Master Gregory’s wagon, while smaller, was a lot nicer than the one they had just exited, but it was still far from luxurious. A bed that would take most of the space was flipped up against the wall, while a writing desk and a dresser took up the rest. It looked like a mobile and more cramped version of the office of a man who was too busy to go home to sleep. Gregory was seated at his desk, stacking a few papers to make room for the steaming bowl. The Journeyman placed it down, then left, shooting a curious look at Edwin as he squeezed past.
“Come in, come in,” the master said, waving them over the threshold, Edwin following after the others and staying behind them. The master materialist looked much more relaxed and approachable than any of the times Edwin had seen him, and he wondered if the man wasn’t quite as much of a miserly grump as he’d thought. “Good news, I hope?”
“Yes, Master,” Archibald said with a smile. “We think we have a solution for the wall.”
“Really? That was fast,” Gregory said approvingly. “Very well, let me see it.”
Archibald handed him the results of their work, several sheets of paper filled with the blueprint and their calculations. Gregory studied them, his brows increasingly scrunching together. Finally he lowered them to peer at the ritualists. His eyes stopped on Edwin for a moment, but he didn’t comment on his presence and moved on.
“I consider myself a deft hand at rituals, but I have to admit that I can make neither heads nor tails of this. What is it supposed to be, exactly?”
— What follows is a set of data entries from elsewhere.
PR #1514, opened 2021-12-04
MIDI doesn't compile?

odysseus654:
I just tried to merge master into #1200 and got a compile error... because midi.cpp doesn't have access to mmeapi.h?

I'm unsure if this is related to #1200 and so am including it here for independent evaluation.

### DIFF
--- a/libraries/midi/src/Midi.cpp
+++ b/libraries/midi/src/Midi.cpp
@@ -16,10 +16,9 @@
 #include <QtCore/QLoggingCategory>
 
 #if defined Q_OS_WIN32
-#include "Windows.h"
-#endif
+#include <Windows.h>
+#include <mmeapi.h>
 
-#if defined Q_OS_WIN32
 const int MIDI_BYTE_MASK = 0x0FF;
 const int MIDI_NIBBLE_MASK = 0x00F;
 const int MIDI_PITCH_BEND_MASK = 0x3F80;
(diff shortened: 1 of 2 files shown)


odysseus654:
If this is working for everyone else then I'm tempted to just dump this into #1200 and be done with it.

digisomni:
If it doesn't happen for any other people/PRs, just go ahead and apply it with #1200 then.

digisomni:
Shall we close this for now, then?

libraries/midi/src/Midi.cpp
```diff
@@ -16,10 +16,9 @@
 #include <QtCore/QLoggingCategory>
 
 #if defined Q_OS_WIN32
-#include "Windows.h"
-#endif
```
daleglass, line 20: Why was this `#endif` removed? This seems to make the entire file a no-op on non-windows systems.

daleglass (changes requested):

libraries/midi/src/Midi.cpp
odysseus654: The next line below this was an #if defined Q_OS_WIN32, seemed kind of useless added complexity

odysseus654:
I appreciate the code review, whether this gets merged or not as-is... I'd like to know why it doesn't compile for #1200 now if possible.  Not the highest priority at the moment as I'm finding myself lobotomizing a lot more of QtScript than I had originally planned to, will likely circle back to this after that code starts working (again and/or better).

PR #1525, opened 2021-12-09
Switch to different Qt build on macOS

JulianGro:
This PR aims to make Vircadia run on Big Sur *with* the old SDK.
Since I haven't been able to create a proper package, I am testing this here.


JulianGro:
Unfortunately this doesn't run on Big Sur either.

“Ah, yes, sorry!” Archibald hurried forward, leaning over the table to point at the diagrams. “We had to get creative with this one, so it looks somewhat non-standard. This part here is a rock – we want it to be shot from a catapult – and this here is the actual ritual. It’s shaped like a ball, so each of these drawings is from a different angle. This is from above, that is below, left, right…”
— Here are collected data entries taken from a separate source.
PR #1556, opened 2021-12-28
Fix static function warning in SocketType.h

JulianGro:
This PR fixes a compiler warning. It should not change behaviour at all.

Specifically it fixes all the
```
SocketType.h:31:16: warning: ‘QString socketTypeToString(SocketType)’ defined but not used [-Wunused-function]
```

PR #1558, opened 2021-12-31
Use Qt 5.12.3 to work around macOS issues

### LINKED ISSUE #1516: 2022.1.0-Selene will not launch on macOS 11.6 "Big Sur"
The 2022.1.0-RC launches successfully on macOS 11.6. https://athena-public.s3-eu-west-3.amazonaws.com/master/393/Vircadia-393-aabcdea-.dmg

Production release of the Interface for macOS will not complete the launch process. This implies a difference in the build process. We should use the same build process for RC and Production.

JulianGro:
This PR works around the issues we are experiencing when mixing macOSXSDK10.12 with Qt 5.15.2.

Fixes #1516

Depends on PR #1556

### DIFF
--- a/assignment-client/src/audio/AvatarAudioStream.h
+++ b/assignment-client/src/audio/AvatarAudioStream.h
@@ -23,7 +23,12 @@ public:
     AvatarAudioStream(bool isStereo, int numStaticJitterFrames = -1);
 
 private:
+#if (QT_VERSION < QT_VERSION_CHECK(5, 14, 0))
+    AvatarAudioStream(const AvatarAudioStream&);
+    AvatarAudioStream& operator= (const AvatarAudioStream&);
+#else
     Q_DISABLE_COPY(AvatarAudioStream)
+#endif
 
     int parseStreamProperties(PacketType type, const QByteArray& packetAfterSeqNum, int& numAudioSamples) override;
 };
--- a/domain-server/src/NodeConnectionData.cpp
+++ b/domain-server/src/NodeConnectionData.cpp
@@ -51,12 +51,12 @@ NodeConnectionData NodeConnectionData::fromDataStream(QDataStream& dataStream, c
 
     dataStream >> newHeader.lastPingTimestamp;
     
-    SocketType publicSocketType, localSocketType;
+    quint8 publicSocketType, localSocketType;
     dataStream >> newHeader.nodeType
         >> publicSocketType >> newHeader.publicSockAddr >> localSocketType >> newHeader.localSockAddr
         >> newHeader.interestList >> newHeader.placeName;
-    newHeader.publicSockAddr.setType(publicSocketType);
-    newHeader.localSockAddr.setType(localSocketType);
+    newHeader.publicSockAddr.setType((SocketType)publicSocketType);
+    newHeader.localSockAddr.setType((SocketType)localSocketType);
 
     // For WebRTC connections, the user client's signaling channel WebSocket address is used instead of the actual data 
     // channel's address.
--- a/libraries/controllers/src/controllers/UserInputMapper.cpp
+++ b/libraries/controllers/src/controllers/UserInputMapper.cpp
@@ -738,7 +738,11 @@ Mapping::Pointer UserInputMapper::newMapping(const QString& mappingName) {
 //        if (request->getResult() == ResourceRequest::Success) {
 //            result = parseMapping(QString(request->getData()));
 //        } else {
+// #if (QT_VERSION < QT_VERSION_CHECK(5, 14, 0))
+//            qCWarning(controllers) << "Failed to load mapping url <" << jsonUrl << ">" << endl;
+// #else
 //            qCWarning(controllers) << "Failed to load mapping url <" << jsonUrl << ">" << Qt::endl;
+// #endif
 //        }
 //        request->deleteLater();
 //    }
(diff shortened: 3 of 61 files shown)


vircadia-build-notifier:
 - https://athena-public.s3.eu-west-3.amazonaws.com/builds/PR/vircadia_vircadia/PR1558/Vircadia-Interface-PR1558-4eff071-_28c736e0.dmg

**build (macOS-10.15, full)**
 - https://athena-public.s3.eu-west-3.amazonaws.com/builds/PR/vircadia_vircadia/PR1558/Vircadia-PR1558-4eff071-_28c736e0.dmg

 - https://athena-public.s3.eu-west-3.amazonaws.com/builds/PR/vircadia_vircadia/PR1558/Vircadia-PR1558-4eff071-.tar_28c736e0.gz
 - https://athena-public.s3.eu-west-3.amazonaws.com/builds/PR/vircadia_vircadia/PR1558/Vircadia-PR1558-4eff071-.tar_28c736e0.Z
 - https://athena-public.s3.eu-west-3.amazonaws.com/builds/PR/vircadia_vircadia/PR1558/Vircadia-PR1558-4eff071-_28c736e0.sh

 - https://athena-public.s3.eu-west-3.amazonaws.com/builds/PR/vircadia_vircadia/PR1558/Vircadia-PR1558-4eff071-.tar_28c736e0.Z
 - https://athena-public.s3.eu-west-3.amazonaws.com/builds/PR/vircadia_vircadia/PR1558/Vircadia-PR1558-4eff071-.tar_28c736e0.gz
 - https://athena-public.s3.eu-west-3.amazonaws.com/builds/PR/vircadia_vircadia/PR1558/Vircadia-PR1558-4eff071-_28c736e0.sh

Steve-Pruneau:
Oh wow! I am absolutely loving PR 1558 !!! This is the best macOS interface yet!

It is stable and movement smooth (not as much lag during loading).

This should go into production.

digisomni:
Maybe before each if statement we should have a "TODO" noting that it's a hack and may not really last long term as we have to move up in Qt versions over time which includes reworking more code.

JulianGro:
That would make the code even messier than it already is, and all occurrences can be found by the same if statement.
Adding something like "TODO: Remove once there is a Metal rendering backend" to ~120 if statements just seems a bit much.
Maybe someone that actually works on Qt deprecation like @daleglass could chime in.

JulianGro:
We actually also have if statements like this in the code already.
So if we decide on adding TODOs, then we should add them to those as well.

ArcadeFever:
Sorry for the late comment on this, but is the goal to downgrade all macOS builds or split out "Big Sur" from the mac builds to resolve Steve's issue?  If this PR is doing the former, then it will break web entity support for zoom/google docs/ etc, which currently work fine with newer macOS versions and Selene.

JulianGro:
I don't see how downgrading all builds would not break web entity support while a secondary build works.

Whatever the case, this works around all the OpenGL issues. If the current client works on your mac that is fine but that is an exception. Without this PR there is crashes on startup, crashes on resizing window, and freezes on startup on most Apple machines running macOS Big Sur or newer.

ArcadeFever:
So turns out I was running the release candidate for Selene on my MacBook, thus crossed out last part above.  Testing with the full 2022.1.0 release it is also failing to launch for me.  In fact, 2021.1.3 and 2021.1.2 also fail to launch, but 2021.1.1 works (and use the "interface" client before it was renamed to Vircadia).  

The concern with downgrading QT, is it will break web entity support for certain applications like Zoom and Google Docs, so would be a step backward, but I can understand not a lot of mac users probably need this support right now.

I would think we should be investigating why the Selene RC build and 2021.1.1 (and prior) worked fine with QT 5.15.2 on mac.  So I hope this PR fix to rollback QT is only temporary.

JulianGro:
> The concern with downgrading QT, is it will break web entity support for certain applications like Zoom and Google Docs, so would be a step backward, but I can understand not a lot of mac users probably need this support right now.

Will it break support or have you actually tested the PR?

> I would think we should be investigating why the Selene RC build and 2021.1.1 (and prior) worked fine with QT 5.15.2 on mac. So I hope this PR fix to rollback QT is only temporary.

I know why some builds worked and some didn't. Try fullscreen mode on that RC build you have been using.
That is a build that was made with a different macOSXSDK.
The macOSXSDK that we need to use to work around Apples OpenGL issues doesn't work properly together with newer Qt and macOS Big Sur or higher. And with properly I mean that it doesn't work at all for me and Steve.

This PR is to gain some time. If we don't get Metal support somehow, we will eventually not be able to run on macOS anymore.

assignment-client/src/audio/AvatarAudioStream.h
```diff
@@ -23,7 +23,12 @@ class AvatarAudioStream : public PositionalAudioStream {
     AvatarAudioStream(bool isStereo, int numStaticJitterFrames = -1);
 
 private:
+#if (QT_VERSION < QT_VERSION_CHECK(5, 14, 0))
+    AvatarAudioStream(const AvatarAudioStream&);
+    AvatarAudioStream& operator= (const AvatarAudioStream&);
+#else
```
daleglass, line 29: I suggest adding a new header/source file, something like QtCompatibility.h, and implementing some of the functionality there. That'll result in a smaller and cleaner patch. For instance, something like this:

    #ifndef Q_DISABLE_COPY
        #define Q_DISABLE_COPY(className) \
            className(const className &) = delete;\
            className &operator=(const className &) = delete;
    #endif

And with just that, things get smaller and nicer.

domain-server/src/NodeConnectionData.cpp
```diff
@@ -51,12 +51,12 @@ NodeConnectionData NodeConnectionData::fromDataStream(QDataStream& dataStream, c
 
     dataStream >> newHeader.lastPingTimestamp;
     
-    SocketType publicSocketType, localSocketType;
+    quint8 publicSocketType, localSocketType;
```
daleglass, line 54: Why this change? SocketType isn't a Qt concept.

libraries/controllers/src/controllers/UserInputMapper.cpp
```diff
@@ -1177,13 +1181,22 @@ Mapping::Pointer UserInputMapper::parseMapping(const QString& json) {
     if (doc.isNull()) {
         qCDebug(controllers) << "Invalid JSON...\n";
         qCDebug(controllers) << error.errorString();
+#if (QT_VERSION < QT_VERSION_CHECK(5, 14, 0))
+        qCDebug(controllers) << "JSON was:\n" << json << endl;
```
daleglass, line 1185: I think we could do something like:

     #if (QT_VERSION < QT_VERSION_CHECK(5, 14, 0))
         #define VEndl endl
     #else
         #define VEndl Qt::endl
     #endif

daleglass (changes requested):

domain-server/src/NodeConnectionData.cpp
ctrlaltdavid: This and related changes in commit `058b9032` fixes Qt 5.12 not serializing/deserializing to these variables using the `>>` and `<<` operators.

digisomni:
This PR needs to be updated from Vircadia master.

“I get it, I get it,” Gregory said, waving him away. “And the effect?”
“We added a short description at the bottom, with reference to the specific runes and their placement.”
“Ah, now I see it. And the resource analysis is…”
“Page two, on the back.”
“…on the back. Yes.”
The four of them exchanged tense looks as the leader of the mage contingent carefully studied their proposal, turning the sheets over to cross-reference the different sections. Finally, he placed it down and rubbed his eyes with a sigh.
“Archibald.”
“Yes, Master Gregory.”
“Are you telling me that the best idea, the very best idea you could come up with, is to strap several hundred gold worth of magesilver and mana crystals to a rock and fling it at the Marradi from a rickety wooden catapult?”
“…yes, Master Gregory, though I have faith in the engineers that the catapults will be well-built. We tried everything we could think of – this is the only option that allows us to destroy the wall from afar, with minimal danger to us or the soldiers, and with the lowest drain on our resources by an order of magnitude. Assuming we can recover most of the magesilver afterwards, that is.”
Gregory stared at the head ritualist, but Archibald held his ground without backing down. Finally, the master leaned back and sighed, running a hand over his bald head.
“Fine. If that is how it is, I suppose needs must. Truth be told, I would be lying if I said I was disinterested to see this bizarre creation of yours become reality. Go ahead and begin prototyping but keep me in the loop.”
Rolf and Ludmilla exchanged a grin behind Archibald’s back, who nodded solemnly. “Of course, Master.”
“Good. Now get out, my soup is getting cold.”